AIM OF THE TASK. Look through the listing below for lines containing the word "countDuplicatePages". State only their number.
*** DATA SUPPLIED Section Begins ***
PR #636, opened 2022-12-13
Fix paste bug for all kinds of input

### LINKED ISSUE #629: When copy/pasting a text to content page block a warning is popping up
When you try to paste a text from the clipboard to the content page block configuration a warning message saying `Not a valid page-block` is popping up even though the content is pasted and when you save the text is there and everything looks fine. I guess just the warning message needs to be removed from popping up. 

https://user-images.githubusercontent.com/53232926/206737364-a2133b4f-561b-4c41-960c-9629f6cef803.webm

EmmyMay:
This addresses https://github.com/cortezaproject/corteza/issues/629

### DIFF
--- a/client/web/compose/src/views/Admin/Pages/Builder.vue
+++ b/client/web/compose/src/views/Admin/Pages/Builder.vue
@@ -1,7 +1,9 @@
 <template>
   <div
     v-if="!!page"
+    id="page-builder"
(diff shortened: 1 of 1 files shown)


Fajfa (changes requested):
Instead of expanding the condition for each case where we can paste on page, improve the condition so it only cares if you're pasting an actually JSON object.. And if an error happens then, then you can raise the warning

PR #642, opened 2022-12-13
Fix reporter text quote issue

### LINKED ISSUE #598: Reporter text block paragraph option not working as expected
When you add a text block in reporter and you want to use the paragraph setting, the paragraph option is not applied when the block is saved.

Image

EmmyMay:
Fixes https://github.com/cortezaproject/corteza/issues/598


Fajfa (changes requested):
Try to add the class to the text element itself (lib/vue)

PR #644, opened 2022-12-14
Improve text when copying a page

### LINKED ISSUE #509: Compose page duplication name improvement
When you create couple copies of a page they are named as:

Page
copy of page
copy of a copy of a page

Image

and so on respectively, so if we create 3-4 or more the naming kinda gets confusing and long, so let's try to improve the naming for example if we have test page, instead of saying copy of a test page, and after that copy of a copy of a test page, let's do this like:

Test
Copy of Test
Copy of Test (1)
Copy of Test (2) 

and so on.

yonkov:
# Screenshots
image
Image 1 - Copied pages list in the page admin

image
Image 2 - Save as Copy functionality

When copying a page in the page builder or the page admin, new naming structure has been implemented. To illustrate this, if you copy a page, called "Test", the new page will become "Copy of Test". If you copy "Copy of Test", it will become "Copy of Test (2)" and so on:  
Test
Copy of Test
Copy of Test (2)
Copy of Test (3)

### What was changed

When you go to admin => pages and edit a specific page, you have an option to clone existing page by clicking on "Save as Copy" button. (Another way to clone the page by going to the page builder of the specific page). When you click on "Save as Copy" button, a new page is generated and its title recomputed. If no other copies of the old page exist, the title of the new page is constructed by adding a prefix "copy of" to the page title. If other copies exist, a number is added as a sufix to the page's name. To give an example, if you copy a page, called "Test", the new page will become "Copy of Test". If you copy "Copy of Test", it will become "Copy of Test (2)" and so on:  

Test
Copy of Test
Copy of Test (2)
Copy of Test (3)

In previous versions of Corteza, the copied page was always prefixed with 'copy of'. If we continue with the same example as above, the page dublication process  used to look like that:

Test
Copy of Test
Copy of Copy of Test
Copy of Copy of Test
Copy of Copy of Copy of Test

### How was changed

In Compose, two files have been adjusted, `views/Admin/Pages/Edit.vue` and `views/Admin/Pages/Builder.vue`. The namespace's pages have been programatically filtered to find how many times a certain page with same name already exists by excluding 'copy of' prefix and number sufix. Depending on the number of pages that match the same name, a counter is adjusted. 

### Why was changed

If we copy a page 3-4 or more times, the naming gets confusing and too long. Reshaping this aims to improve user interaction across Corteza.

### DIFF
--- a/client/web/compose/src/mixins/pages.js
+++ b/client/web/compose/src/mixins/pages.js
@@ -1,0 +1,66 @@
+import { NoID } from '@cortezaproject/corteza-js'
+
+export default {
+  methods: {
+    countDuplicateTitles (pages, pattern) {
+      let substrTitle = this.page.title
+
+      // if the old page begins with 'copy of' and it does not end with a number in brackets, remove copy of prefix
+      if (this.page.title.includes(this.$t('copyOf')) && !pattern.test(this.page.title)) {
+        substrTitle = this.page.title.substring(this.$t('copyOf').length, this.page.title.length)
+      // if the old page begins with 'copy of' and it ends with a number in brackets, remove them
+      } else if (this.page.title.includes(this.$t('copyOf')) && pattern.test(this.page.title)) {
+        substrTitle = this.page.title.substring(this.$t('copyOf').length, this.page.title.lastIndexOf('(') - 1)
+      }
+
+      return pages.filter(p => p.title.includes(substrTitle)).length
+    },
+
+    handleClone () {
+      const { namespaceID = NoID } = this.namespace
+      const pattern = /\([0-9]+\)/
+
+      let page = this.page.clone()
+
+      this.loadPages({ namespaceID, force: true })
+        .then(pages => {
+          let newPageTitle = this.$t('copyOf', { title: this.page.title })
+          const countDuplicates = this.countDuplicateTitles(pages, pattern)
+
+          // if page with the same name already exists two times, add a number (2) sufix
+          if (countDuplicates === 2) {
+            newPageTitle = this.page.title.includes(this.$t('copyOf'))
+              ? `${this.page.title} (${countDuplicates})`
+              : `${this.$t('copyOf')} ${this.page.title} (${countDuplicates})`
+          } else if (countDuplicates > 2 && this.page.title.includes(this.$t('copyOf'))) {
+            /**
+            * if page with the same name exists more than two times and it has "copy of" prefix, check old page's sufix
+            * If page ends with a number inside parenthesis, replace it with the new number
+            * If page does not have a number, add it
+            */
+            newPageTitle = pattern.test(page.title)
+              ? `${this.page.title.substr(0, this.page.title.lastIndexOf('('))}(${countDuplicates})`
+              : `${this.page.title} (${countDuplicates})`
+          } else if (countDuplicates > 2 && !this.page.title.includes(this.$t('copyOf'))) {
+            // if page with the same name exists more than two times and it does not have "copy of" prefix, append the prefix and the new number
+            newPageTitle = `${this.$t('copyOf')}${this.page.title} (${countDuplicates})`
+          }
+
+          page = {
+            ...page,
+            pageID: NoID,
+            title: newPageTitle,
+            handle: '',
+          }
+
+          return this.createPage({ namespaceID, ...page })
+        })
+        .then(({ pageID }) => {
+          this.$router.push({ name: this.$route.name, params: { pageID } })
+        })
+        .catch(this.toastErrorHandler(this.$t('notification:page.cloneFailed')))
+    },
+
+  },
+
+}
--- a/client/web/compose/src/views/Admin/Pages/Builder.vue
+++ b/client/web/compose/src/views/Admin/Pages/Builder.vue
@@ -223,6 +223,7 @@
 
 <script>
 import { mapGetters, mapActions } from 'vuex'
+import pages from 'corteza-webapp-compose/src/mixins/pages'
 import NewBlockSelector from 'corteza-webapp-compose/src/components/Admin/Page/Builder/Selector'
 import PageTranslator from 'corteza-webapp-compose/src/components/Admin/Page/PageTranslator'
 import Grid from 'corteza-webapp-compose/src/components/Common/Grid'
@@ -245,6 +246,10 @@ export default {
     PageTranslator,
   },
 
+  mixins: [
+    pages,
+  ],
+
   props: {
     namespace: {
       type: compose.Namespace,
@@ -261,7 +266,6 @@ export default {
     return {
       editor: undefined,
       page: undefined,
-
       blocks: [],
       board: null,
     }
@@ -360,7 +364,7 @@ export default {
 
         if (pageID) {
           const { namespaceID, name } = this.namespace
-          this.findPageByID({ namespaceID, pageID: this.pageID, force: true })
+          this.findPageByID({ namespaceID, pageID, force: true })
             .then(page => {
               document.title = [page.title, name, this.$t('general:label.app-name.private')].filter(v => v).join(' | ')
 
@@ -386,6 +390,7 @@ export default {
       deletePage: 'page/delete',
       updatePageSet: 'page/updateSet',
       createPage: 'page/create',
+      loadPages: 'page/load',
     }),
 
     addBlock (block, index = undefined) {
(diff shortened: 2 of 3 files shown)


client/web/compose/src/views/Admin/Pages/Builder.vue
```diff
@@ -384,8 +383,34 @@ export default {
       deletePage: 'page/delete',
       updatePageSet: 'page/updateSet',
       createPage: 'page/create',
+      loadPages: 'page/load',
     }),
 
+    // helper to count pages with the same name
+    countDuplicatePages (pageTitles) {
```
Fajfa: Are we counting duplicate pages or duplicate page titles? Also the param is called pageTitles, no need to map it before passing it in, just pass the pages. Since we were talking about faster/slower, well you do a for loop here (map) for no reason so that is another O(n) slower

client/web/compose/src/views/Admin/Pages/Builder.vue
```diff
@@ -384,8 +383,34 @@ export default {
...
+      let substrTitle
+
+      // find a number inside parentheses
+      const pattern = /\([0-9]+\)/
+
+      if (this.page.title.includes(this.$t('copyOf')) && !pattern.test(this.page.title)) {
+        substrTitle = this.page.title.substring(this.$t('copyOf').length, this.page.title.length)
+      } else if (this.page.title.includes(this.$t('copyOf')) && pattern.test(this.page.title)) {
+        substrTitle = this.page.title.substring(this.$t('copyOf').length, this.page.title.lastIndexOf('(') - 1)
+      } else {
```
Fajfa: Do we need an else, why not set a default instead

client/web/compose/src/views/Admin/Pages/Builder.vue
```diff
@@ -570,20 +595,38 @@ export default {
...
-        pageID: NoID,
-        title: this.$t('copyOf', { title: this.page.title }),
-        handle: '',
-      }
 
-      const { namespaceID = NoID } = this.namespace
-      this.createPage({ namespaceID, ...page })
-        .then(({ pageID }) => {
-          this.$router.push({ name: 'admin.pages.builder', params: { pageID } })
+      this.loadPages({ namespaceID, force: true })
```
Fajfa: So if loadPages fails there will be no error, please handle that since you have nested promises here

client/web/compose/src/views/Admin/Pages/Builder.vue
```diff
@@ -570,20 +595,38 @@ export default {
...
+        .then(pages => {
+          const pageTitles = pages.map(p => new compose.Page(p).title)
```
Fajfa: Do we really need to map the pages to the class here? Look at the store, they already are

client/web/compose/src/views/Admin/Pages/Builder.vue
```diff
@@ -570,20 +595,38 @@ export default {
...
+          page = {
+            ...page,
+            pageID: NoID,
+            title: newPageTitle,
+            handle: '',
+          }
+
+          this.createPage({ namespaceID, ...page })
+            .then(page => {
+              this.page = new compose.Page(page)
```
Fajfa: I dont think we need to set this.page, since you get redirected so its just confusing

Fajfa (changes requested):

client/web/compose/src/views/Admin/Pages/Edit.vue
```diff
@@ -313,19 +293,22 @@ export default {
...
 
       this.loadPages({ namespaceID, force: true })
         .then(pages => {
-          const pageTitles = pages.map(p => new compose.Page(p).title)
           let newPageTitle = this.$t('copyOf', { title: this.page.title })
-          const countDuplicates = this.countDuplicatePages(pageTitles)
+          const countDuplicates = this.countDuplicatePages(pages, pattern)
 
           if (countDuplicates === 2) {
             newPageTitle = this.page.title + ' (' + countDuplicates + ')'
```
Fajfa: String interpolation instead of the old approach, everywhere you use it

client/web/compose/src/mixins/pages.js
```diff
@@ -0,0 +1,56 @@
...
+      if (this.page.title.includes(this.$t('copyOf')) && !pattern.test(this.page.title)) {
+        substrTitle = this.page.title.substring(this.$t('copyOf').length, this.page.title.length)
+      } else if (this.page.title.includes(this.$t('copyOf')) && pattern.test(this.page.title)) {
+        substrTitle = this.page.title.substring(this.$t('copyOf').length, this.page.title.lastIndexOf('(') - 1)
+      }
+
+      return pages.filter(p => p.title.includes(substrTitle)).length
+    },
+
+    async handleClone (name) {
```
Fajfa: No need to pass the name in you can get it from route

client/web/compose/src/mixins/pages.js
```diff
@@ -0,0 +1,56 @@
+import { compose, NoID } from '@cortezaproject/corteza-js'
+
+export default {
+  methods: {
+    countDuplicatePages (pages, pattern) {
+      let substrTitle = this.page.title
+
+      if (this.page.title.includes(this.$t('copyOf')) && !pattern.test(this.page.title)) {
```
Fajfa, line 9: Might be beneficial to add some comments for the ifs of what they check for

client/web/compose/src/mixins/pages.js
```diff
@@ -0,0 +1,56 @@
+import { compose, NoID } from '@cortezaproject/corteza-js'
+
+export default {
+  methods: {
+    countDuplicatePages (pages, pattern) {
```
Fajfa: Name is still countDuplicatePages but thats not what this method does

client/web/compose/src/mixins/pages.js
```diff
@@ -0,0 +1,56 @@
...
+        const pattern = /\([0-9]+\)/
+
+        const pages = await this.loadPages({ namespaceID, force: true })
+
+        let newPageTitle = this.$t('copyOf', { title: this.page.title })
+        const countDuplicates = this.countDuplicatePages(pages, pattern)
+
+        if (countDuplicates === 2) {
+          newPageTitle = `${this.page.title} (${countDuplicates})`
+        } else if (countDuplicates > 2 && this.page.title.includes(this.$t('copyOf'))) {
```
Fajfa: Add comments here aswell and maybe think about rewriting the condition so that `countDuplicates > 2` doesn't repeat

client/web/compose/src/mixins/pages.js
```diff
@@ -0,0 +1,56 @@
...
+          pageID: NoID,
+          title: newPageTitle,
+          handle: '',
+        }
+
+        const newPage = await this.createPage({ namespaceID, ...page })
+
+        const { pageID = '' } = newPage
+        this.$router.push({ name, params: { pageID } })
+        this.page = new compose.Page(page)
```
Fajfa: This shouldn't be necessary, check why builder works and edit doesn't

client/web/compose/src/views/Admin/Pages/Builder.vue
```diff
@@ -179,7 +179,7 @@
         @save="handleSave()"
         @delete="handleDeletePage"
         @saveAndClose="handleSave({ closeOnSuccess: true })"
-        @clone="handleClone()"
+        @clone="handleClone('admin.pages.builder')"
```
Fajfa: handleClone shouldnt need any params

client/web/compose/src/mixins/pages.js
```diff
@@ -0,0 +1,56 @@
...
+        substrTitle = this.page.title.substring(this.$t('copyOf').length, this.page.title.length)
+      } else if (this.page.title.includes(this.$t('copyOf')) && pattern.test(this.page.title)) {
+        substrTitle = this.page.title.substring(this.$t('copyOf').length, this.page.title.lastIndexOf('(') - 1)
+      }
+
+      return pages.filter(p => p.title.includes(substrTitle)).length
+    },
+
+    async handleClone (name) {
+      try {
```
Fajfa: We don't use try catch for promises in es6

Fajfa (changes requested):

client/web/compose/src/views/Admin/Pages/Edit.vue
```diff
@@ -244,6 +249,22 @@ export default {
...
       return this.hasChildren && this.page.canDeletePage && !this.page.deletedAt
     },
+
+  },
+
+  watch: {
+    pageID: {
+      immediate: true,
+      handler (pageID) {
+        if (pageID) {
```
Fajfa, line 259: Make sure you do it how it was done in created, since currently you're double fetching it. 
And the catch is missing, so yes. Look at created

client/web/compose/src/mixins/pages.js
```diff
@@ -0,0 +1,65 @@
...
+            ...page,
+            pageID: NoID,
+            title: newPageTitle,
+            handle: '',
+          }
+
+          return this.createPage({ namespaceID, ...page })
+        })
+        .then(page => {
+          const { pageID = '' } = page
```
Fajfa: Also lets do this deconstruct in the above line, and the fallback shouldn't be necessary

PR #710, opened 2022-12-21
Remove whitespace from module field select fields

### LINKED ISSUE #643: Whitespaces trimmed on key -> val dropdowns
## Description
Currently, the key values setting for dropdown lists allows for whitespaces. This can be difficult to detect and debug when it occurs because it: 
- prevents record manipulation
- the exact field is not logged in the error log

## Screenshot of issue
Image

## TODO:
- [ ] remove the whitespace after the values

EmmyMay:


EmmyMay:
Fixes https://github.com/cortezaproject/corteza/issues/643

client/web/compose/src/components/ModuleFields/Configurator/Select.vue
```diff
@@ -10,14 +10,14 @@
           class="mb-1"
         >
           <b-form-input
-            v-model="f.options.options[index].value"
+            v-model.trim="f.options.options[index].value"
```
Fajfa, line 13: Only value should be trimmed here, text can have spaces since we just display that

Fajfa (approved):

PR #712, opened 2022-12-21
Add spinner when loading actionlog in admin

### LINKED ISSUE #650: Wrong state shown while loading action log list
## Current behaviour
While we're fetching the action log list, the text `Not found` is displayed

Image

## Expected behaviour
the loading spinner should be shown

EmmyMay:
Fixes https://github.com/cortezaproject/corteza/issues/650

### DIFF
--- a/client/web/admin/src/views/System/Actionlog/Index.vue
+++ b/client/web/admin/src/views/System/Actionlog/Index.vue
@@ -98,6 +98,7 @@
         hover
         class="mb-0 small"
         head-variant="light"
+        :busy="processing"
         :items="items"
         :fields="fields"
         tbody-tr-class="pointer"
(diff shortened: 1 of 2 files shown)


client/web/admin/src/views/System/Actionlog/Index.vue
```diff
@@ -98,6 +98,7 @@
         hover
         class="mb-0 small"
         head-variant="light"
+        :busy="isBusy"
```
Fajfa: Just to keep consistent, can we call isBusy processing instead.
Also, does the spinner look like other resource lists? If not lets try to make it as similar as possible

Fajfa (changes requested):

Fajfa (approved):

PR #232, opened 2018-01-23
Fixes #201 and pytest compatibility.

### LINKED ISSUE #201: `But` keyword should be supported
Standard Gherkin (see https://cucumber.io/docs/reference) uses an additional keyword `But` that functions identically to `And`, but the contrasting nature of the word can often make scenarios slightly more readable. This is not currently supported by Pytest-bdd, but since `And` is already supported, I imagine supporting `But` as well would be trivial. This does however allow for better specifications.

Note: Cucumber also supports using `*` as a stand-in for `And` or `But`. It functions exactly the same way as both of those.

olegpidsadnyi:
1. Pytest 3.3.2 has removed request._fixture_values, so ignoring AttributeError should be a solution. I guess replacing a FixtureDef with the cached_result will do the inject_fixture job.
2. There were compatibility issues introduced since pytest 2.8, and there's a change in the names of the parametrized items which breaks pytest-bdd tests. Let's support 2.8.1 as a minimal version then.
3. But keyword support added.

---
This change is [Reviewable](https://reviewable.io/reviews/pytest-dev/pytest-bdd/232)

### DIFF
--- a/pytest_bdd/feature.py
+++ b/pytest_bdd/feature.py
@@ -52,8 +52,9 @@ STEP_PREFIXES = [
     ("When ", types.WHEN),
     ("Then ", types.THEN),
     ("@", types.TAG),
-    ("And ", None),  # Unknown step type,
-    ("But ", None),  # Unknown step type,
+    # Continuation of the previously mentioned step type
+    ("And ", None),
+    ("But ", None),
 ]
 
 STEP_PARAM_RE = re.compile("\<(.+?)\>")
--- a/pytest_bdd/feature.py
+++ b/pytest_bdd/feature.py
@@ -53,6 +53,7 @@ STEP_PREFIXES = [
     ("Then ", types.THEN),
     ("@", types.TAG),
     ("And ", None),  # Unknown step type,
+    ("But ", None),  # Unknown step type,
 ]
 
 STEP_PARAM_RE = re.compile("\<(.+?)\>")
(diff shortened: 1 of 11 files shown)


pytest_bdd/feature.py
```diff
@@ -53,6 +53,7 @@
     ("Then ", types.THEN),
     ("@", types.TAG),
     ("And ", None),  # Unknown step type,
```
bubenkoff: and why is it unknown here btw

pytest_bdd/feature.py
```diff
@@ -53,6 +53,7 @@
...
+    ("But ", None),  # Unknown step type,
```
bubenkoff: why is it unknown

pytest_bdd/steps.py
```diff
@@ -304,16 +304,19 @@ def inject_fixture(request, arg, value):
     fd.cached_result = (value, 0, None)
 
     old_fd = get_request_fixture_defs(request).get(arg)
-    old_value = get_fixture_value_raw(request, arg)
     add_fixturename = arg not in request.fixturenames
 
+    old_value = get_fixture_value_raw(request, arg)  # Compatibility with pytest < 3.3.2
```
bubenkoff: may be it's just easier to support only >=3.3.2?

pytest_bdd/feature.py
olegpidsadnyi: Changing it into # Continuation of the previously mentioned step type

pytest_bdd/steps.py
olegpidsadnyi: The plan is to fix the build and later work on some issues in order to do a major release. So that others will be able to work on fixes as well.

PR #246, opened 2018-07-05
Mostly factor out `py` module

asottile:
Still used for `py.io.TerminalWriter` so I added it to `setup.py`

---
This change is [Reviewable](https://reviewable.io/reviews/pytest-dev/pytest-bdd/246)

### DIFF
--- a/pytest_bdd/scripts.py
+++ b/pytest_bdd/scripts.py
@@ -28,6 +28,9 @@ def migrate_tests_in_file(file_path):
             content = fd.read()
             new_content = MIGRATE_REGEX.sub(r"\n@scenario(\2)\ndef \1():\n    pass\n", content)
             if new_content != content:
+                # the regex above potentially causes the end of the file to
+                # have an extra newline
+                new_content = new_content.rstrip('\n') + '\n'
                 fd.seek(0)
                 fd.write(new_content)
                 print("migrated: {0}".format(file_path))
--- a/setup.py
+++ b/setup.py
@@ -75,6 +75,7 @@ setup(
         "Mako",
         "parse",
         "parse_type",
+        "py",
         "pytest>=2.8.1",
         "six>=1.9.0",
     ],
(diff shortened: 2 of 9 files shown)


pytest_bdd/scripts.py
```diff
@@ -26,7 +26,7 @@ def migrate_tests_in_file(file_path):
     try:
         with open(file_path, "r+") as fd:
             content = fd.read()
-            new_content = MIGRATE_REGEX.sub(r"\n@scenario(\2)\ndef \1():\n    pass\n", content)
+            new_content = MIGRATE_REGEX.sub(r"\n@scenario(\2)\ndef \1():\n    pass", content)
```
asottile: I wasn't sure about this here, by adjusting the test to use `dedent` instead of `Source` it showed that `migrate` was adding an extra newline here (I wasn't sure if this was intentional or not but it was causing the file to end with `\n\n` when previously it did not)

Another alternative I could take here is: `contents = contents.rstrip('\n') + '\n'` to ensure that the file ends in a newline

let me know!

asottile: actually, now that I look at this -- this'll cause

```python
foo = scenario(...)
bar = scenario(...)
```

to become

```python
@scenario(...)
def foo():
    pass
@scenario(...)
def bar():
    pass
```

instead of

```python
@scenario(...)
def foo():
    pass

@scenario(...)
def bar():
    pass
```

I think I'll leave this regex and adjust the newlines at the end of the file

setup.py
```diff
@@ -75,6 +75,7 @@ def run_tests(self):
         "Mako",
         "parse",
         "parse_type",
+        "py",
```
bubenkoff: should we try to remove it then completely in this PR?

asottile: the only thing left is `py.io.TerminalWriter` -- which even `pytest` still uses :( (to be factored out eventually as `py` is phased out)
*** DATA SUPPLIED Section Ends ***
RESULT. 7